Accepted for/Published in: JMIR Research Protocols
Date Submitted: Sep 9, 2022
Date Accepted: Sep 21, 2022
Smart Continence Care for People with Profound Intellectual and Multiple Disabilities: Protocol for a Cluster Randomized Trial and Trial-Based Economic Evaluation
ABSTRACT
Background:
People with profound intellectual and multiple disabilities (PIMD) cannot communicate their need for changing their incontinence products. Smart continence care (SCC), product: Abena Nova, signals caregivers when change is needed. This provides the opportunity for more person-centered care, increased quality of life, and decreased number of leakages. Yet, there is a need for evidence of the (cost)-effectiveness of such technology compared to regular continence care (RCC) for people with PIMD. This paper presents the research protocol for a (cost)-effectiveness study with people with PIMD living in long-term care facilities in the Netherlands.
Methods:
A cluster randomized trial will be conducted in three consecutive waves across 6 long-term care providers for disabled people and 160 participants with PIMD. Long-term care providers are randomized at a 1:1 ratio resulting in an intervention group and a group continuing RCC. The intervention group will receive implementation guidance and use SCC for 3 months; the other group will continue their continence care as usual and then switch to SCC. The study consists of three components: (1) effectiveness study, (2) economic evaluation, and (3) process evaluation.
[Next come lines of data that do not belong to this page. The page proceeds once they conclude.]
PR #876, opened 2023-06-09
feat: add new authentication method for GitLab >= 16

Kadeux:
## Description

GitLab released a new [authentication architecture for their runners](https://docs.gitlab.com/ee/architecture/blueprints/runner_tokens) since the version 16.0.0. This MR handle this new architecture while maintaining backward compatibility.

## Migrations required

Highly recommended as the old GitLab Runner registration method will be removed with GitLab 17.

Migration steps:
1. create a group access token for your GitLab group (needs the owner role and the api scope). To be refreshed manually once a year.
2. store the token in a SSM parameter and set the variable `runner_gitlab.access_token_secure_parameter_store_name` to this SSM parameter
3. remove `runner_gitlab_registration_config.registration_token`. No longer needed.
4. add `type = `project or group`, `group_id = <GitLab group number>` (for group runners) or `project_id = <GitLab project id>` (for project runners) to the `runner_gitlab_registration_config`  section.

## Verification

- running the old authentication method on GitLab 16: success
- running the new authentication method on GitLab 16: success


template/gitlab-runner.tftpl
```diff
@@ -39,17 +39,45 @@ then
...
+      --form "access_level=${gitlab_runner_access_level}" \
+      | jq -r .token)
+  else
+    runner_type_param=""
+    if [ "${gitlab_runner_type}" = "group_type" ]; then
+      runner_type_param='--form group_id=${gitlab_runner_group_id}'
+    elif [ "${gitlab_runner_type}" = "project_type" ]; then
+      runner_type_param='--form project_id=${gitlab_runner_project_id}'
+    fi
+
```
kayman-mk, line 68: suggestion: It might happen, that the module caller forgot to set both `group_id` and `project_id`. Better to throw an error here to make the caller aware of this situation.

main.tf
```diff
@@ -69,13 +69,18 @@ locals {
...
       secure_parameter_store_region                                = var.aws_region
       gitlab_runner_registration_token                             = lookup(var.gitlab_runner_registration_config, "registration_token", "__GITLAB_REGISTRATION_TOKEN_FROM_SSM__")
+      gitlab_token                                                 = var.gitlab_token != "" ? var.gitlab_token : "__GITLAB_TOKEN_FROM_SSM__"
       gitlab_runner_description                                    = var.gitlab_runner_registration_config["description"]
       gitlab_runner_tag_list                                       = var.gitlab_runner_registration_config["tag_list"]
       gitlab_runner_locked_to_project                              = var.gitlab_runner_registration_config["locked_to_project"]
       gitlab_runner_run_untagged                                   = var.gitlab_runner_registration_config["run_untagged"]
       gitlab_runner_maximum_timeout                                = var.gitlab_runner_registration_config["maximum_timeout"]
+      gitlab_runner_type                                           = var.gitlab_runner_registration_config["type"]
```
kayman-mk, line 81: question: What about having a dedicated variable to indicate if the new authentication method shall be used? This makes it explicit which authentication method to use.

```
# in locals.tf
locals {
  # maybe a good idea to use this variable in `gitlab-runner.tfpl` too
  use_new_runner_authentication_gitlab_16 = contains(keys(gitlab_runner_registration_config), "type")
}
```

kayman-mk (changes requested):
Thanks for solving this issue, @Kadeux 

I have some questions and suggestions which came into my mind. Especially because everyone needs to adjust his config at the moment.

Could you please also update the default example and describe how to configure the new authentication method?

template/gitlab-runner.tftpl
```diff
@@ -39,17 +39,45 @@ then
...
-  token=$(curl ${curl_cacert} --request POST -L "${runners_gitlab_url}/api/v4/runners" \
-    --form "token=$gitlab_runner_registration_token" \
-    --form "tag_list=${gitlab_runner_tag_list}" \
-    --form "description=${gitlab_runner_description}" \
-    --form "locked=${gitlab_runner_locked_to_project}" \
-    --form "run_untagged=${gitlab_runner_run_untagged}" \
-    --form "maximum_timeout=${gitlab_runner_maximum_timeout}" \
-    --form "access_level=${gitlab_runner_access_level}" \
-    | jq -r .token)
+  if [[ "${gitlab_runner_version}" < "16.0.0" ]]
```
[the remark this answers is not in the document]
Kadeux: I think using `use_new_runner_authentication_gitlab_16` from your last comment is better

kayman-mk:
Linter still complains about àn unused variable `use_new_runner_authentication_gitlab_16`. Is it still work in progress?

Kadeux:
> Linter still complains about an unused variable `use_new_runner_authentication_gitlab_16`. Is it still work in progress?

Sorry I didn't see it, I still don't know why did I put this variable here :)

Tiduster:
@kayman-mk : Any additional remarks on this change?

Do not hesitate to ask for more changes if required.

Best regards,

kayman-mk:
Environment for testing:
GitLab 16.0.8
GitLab Runner 16.0.2

Upgraded my runner to this version and verify that jobs are still processed without changing my configuration: success

kayman-mk:
Tried to use the new authentication. But it didn't work.

```hcl
  runner_gitlab_access_token_secure_parameter_store_name = aws_ssm_parameter.gitlab_runner_registration_token_new.name

    # registration_token = var.gitlab_runner_registration_token.value
    tag_list           = "test"
    description        = "runner for testing new version (${each.value.availability_zone})"
    locked_to_project  = "false"
    run_untagged       = "false"
    maximum_timeout    = "10800"

    type = "group"
    group_id = 123
  }
```

It still uses the old registration method. The new `glrt-` registration token wasn't used.

kayman-mk:
Regarding the registration process of the runners: The module needs a PAT to access GitLab and register the runner.

I think in an enterprise environment we shouldn't give a PAT to our module. I suggest that users register the runner manually and we use the `glrt-` token then. What do you think @Kadeux @npalm @Tiduster

kayman-mk:
Seems that my question is obsolete as there are access tokens on group level available. https://about.gitlab.com/blog/2023/07/06/how-to-automate-creation-of-runners/

variables.tf
```diff
@@ -336,6 +339,12 @@ variable "runner_gitlab_registration_token_secure_parameter_store_name" {
   default     = "gitlab-runner-registration-token"
 }
 
+variable "runner_gitlab_access_token_secure_parameter_store_name" {
```
kayman-mk, line 342: question: as we usually use group access tokens: How to handle the token expiration? The agent is no longer able to register. How to inform the user? Is there an option to refresh the token automatically?

variables.tf
```diff
@@ -302,6 +302,9 @@ variable "runner_gitlab_registration_config" {
     registration_token = optional(string, "")
     tag_list           = optional(string, "")
     description        = optional(string, "")
+    type               = optional(string, "") # mandatory if gitlab_runner_version >= 16.0.0
```
kayman-mk, line 305: thought: would be nice to have a `condition` here to validate the values.

kayman-mk (changes requested):

README.md
```diff
@@ -328,6 +328,40 @@ module "runner" {
...
+  subnet_id_runners        = element(module.vpc.private_subnets, 0)
+
+  runners_name       = "docker-default"
+  runners_gitlab_url = "https://gitlab.com"
+
+  runner_gitlab_access_token_secure_parameter_store_name = "gitlab_token_ssm"
+
+
+  runner_gitlab_registration_config = {
+    type               = "instance_type"
```
kayman-mk, line 354: issue: `instance_type` is not a valid value, is it? `project_type`?

Either `group_id` or `project_id` is missing too.

template/gitlab-runner.tftpl
```diff
@@ -39,17 +39,48 @@ then
...
-  token=$(curl ${curl_cacert} --request POST -L "${runners_gitlab_url}/api/v4/runners" \
-    --form "token=$gitlab_runner_registration_token" \
-    --form "tag_list=${gitlab_runner_tag_list}" \
-    --form "description=${gitlab_runner_description}" \
-    --form "locked=${gitlab_runner_locked_to_project}" \
-    --form "run_untagged=${gitlab_runner_run_untagged}" \
-    --form "maximum_timeout=${gitlab_runner_maximum_timeout}" \
-    --form "access_level=${gitlab_runner_access_level}" \
-    | jq -r .token)
+  if [ "${use_new_runner_authentication_gitlab_16}" == "false" ]
```
kayman-mk, line 47: suggestion: flip the if/else as the `else` part contains the standard mechanism to be used in future.

template/gitlab-runner.tftpl
```diff
@@ -39,17 +39,48 @@ then
...
+      | jq -r .token)
+  else
+    runner_type_param=""
+    if [ "${gitlab_runner_type}" = "group_type" ]; then
+      if [ ! -z "${gitlab_runner_group_id}" ]; then
+        echo "If the runner type is group_type, you must specify a group_id".
+      fi
+      runner_type_param='--form group_id=${gitlab_runner_group_id}'
+    elif [ "${gitlab_runner_type}" = "project_type" ]; then
+      if [ ! -z "${gitlab_runner_project_id}" ]; then
```
kayman-mk, line 66: issue: `! -z` means not empty. `-z` is better here to show the error in case the string is missing. Same as above.

template/gitlab-runner.tftpl
```diff
@@ -39,17 +39,48 @@ then
...
+        echo "If the runner type is project_type, you must specify a project_id".
```
kayman-mk, line 67: suggestion: raise an exit state with `exit`. The GitLab Runner is not able to work. Same as above.

kayman-mk (changes requested):
Nice feature you implemented! Appreciated to be able to use the module with GitLab 17+

template/gitlab-runner.tftpl
```diff
@@ -39,17 +39,48 @@ then
...
+      --form "tag_list=${gitlab_runner_tag_list}" \
+      --form "description=${gitlab_runner_description}" \
+      --form "locked=${gitlab_runner_locked_to_project}" \
+      --form "run_untagged=${gitlab_runner_run_untagged}" \
+      --form "maximum_timeout=${gitlab_runner_maximum_timeout}" \
+      --form "access_level=${gitlab_runner_access_level}" \
+      | jq -r .token)
+  else
+    runner_type_param=""
+    if [ "${gitlab_runner_type}" = "group_type" ]; then
```
kayman-mk, line 60: suggestion: use `group` and `project` and remove the `_type` suffix. Already part of the variable name (also in variables.tf)

variables.tf
kayman-mk, line 342: suggestion: the variables were grouped with the v7 release. The prefix `runner_gitlab` already indicates that the variable should be moved to the `runner_gitlab` block and the prefix removed.

template/gitlab-runner.tftpl
```diff
@@ -39,17 +39,48 @@ then
...
+      if [ ! -z "${gitlab_runner_group_id}" ]; then
+        echo "If the runner type is group_type, you must specify a group_id".
```
kayman-mk, line 62: suggestion: use a prefix like `ERROR: ` to make clear that we have a problem here. Same as below.

variables.tf
Kadeux: I didn't find any clue about auto refreshing tokens, but I think that GitLab sends notification when a token is about to expire.

README.md
Kadeux: `instance_type` is a valid value and doesn't require neither `group_id` or `project_id` since it is at the instance level.

kayman-mk: Oh yes, you are right. It's clearly stated in the docs. https://docs.gitlab.com/ee/api/runners.html

kayman-mk:
Looks good. Needs a final test on my side.

kayman-mk:
Successfully tested the new authentication schema. Had some problems as I added the new variables into the wrong blocks and got no error. Guess this is one of the downsides using maps as variables.

kayman-mk:
Tested both scenarios with success. @Kadeux Could you please have a look at my (minor) changes, please?

kayman-mk (approved):
Great! Let's go with the new authentication method. Thanks for your work.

The primary outcome will be a change in the number of leakages. Secondary outcomes are quality of life, the difference in the number of changes, work perception of caregivers, and cost-effectiveness and cost-utility. Data collection will occur at T0 (baseline), T1 (6 weeks), T2 (12 weeks), and a 9-month follow-up (T3) for the first two intervention groups. An intention-to-treat analysis will be performed. The economic evaluation will be conducted alongside the trial from the societal and long-term care provider perspective. Qualitative data collection through interviews and field notes will complement these quantitative results and provide input for the process evaluation. Discussion: This study will provide insights into the (cost)-effectiveness of smart continence care for people with PIMD, allowing healthcare organizations to make informed decisions about implementing such a technology. It is the first time such a large-scale (cost)effectiveness study is conducted for people with PIMD.